ACTION ITEM> Tally up how many lines in the listing below contain the string "codegen", and give only the total.

DATA EXTRACTS>
PR #3059, opened 2018-10-13
RecognizedCallTransformer to provide a default action

0dvictor:
RecognizedCallTransformer has a perfect use case of #2934: to transform
a supported intrinsic method to its corresponding IL op.

### DIFF
--- a/compiler/optimizer/OMRRecognizedCallTransformer.cpp
+++ b/compiler/optimizer/OMRRecognizedCallTransformer.cpp
@@ -27,6 +27,8 @@
 #include "il/TreeTop_inlines.hpp"
 #include "infra/Checklist.hpp"       // for NodeChecklist, etc
 #include "codegen/CodeGenerator.hpp" // for CodeGenerator
+#include "codegen/CodeGenerator_inlines.hpp"
+#include "optimizer/TransformUtil.hpp"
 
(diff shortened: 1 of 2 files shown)


compiler/optimizer/OMRRecognizedCallTransformer.cpp
```diff
@@ -55,6 +57,20 @@ int32_t OMR::RecognizedCallTransformer::perform()
    return 0;
    }
 
+bool OMR::RecognizedCallTransformer::isInlineable(TR::TreeTop* treetop)
+   {
```
0xdaryl: Who is the expected consumer of this API?  The optimizer inliner or a code generator?

0dvictor: Its only consumer is `OMR::RecognizedCallTransformer::perform()`. The API is for downstream projects to provide information about whether a call node should be transformed. `OMR::RecognizedCallTransformer::perform()` applies transformation according to the return of this API.

0dvictor: This is an ILGen Opt.

0xdaryl:
@genie-omr build all

0xdaryl:
@genie-omr build xlinux

0xdaryl:
@genie-omr build xlinux

The xLinux builds appear to have stalled for connectivity issues.  Re-starting.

WRITTEN REPLY> 2